*** INFORMATION PROVIDED Section Begins ***
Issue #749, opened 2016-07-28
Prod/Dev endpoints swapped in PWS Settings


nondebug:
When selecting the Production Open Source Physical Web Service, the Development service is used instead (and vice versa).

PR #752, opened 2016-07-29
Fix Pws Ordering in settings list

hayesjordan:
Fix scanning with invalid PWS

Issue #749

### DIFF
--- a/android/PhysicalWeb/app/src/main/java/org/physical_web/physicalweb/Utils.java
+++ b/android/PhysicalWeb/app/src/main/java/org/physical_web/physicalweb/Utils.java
*** INFORMATION PROVIDED Section Ends ***
*** INFORMATION PROVIDED Section Begins ***
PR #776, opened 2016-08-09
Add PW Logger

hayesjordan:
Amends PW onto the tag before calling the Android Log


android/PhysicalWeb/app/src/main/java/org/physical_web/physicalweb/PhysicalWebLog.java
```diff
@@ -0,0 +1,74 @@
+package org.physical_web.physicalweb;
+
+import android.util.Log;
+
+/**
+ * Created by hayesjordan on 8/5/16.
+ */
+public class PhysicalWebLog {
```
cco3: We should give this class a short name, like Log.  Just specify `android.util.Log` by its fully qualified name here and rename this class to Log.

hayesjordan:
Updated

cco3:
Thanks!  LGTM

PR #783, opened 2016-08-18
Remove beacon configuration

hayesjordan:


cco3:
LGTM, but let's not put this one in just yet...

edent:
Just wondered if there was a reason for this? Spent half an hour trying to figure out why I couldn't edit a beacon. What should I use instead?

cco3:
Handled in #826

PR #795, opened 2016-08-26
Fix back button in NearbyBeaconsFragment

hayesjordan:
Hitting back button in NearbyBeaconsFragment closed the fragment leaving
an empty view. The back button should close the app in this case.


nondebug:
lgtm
*** INFORMATION PROVIDED Section Ends ***
*** INFORMATION PROVIDED Section Begins ***
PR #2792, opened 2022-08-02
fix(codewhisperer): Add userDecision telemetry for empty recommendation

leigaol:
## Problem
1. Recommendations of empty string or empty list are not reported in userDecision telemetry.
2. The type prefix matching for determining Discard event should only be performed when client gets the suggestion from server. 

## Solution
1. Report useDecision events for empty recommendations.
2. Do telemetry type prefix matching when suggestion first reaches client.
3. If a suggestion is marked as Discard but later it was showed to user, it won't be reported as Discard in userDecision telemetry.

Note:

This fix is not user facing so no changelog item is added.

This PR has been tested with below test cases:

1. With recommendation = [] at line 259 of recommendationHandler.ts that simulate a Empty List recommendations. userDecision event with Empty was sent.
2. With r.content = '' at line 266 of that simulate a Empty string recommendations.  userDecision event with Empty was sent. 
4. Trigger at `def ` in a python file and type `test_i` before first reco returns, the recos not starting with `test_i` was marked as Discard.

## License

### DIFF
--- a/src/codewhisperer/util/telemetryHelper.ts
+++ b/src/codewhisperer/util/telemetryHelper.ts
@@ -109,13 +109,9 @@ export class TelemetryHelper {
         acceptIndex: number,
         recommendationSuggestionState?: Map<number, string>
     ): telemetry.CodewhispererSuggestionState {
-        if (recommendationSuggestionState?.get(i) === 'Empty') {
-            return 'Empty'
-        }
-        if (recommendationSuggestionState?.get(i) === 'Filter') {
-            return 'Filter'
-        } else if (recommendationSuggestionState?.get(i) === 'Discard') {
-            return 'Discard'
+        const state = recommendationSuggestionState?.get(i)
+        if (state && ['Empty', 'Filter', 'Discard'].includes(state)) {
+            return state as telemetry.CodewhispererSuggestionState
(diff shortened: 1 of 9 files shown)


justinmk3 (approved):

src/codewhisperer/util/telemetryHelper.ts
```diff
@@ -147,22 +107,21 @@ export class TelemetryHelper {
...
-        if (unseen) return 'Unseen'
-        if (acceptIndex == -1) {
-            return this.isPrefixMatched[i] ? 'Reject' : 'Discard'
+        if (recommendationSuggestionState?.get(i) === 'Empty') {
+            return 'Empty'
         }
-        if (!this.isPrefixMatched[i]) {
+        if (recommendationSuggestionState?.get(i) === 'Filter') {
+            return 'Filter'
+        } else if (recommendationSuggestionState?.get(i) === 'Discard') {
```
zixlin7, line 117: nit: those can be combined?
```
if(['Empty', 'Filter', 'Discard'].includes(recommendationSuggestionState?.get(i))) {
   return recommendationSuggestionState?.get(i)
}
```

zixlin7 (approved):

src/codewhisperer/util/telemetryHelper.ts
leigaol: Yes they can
*** INFORMATION PROVIDED Section Ends ***
- TO DO:
List the lines of the records where "client" occurs.

- RESPONSE TO THIS TASK:
2. The type prefix matching for determining Discard event should only be performed when client gets the suggestion from server. 
2. Do telemetry type prefix matching when suggestion first reaches client.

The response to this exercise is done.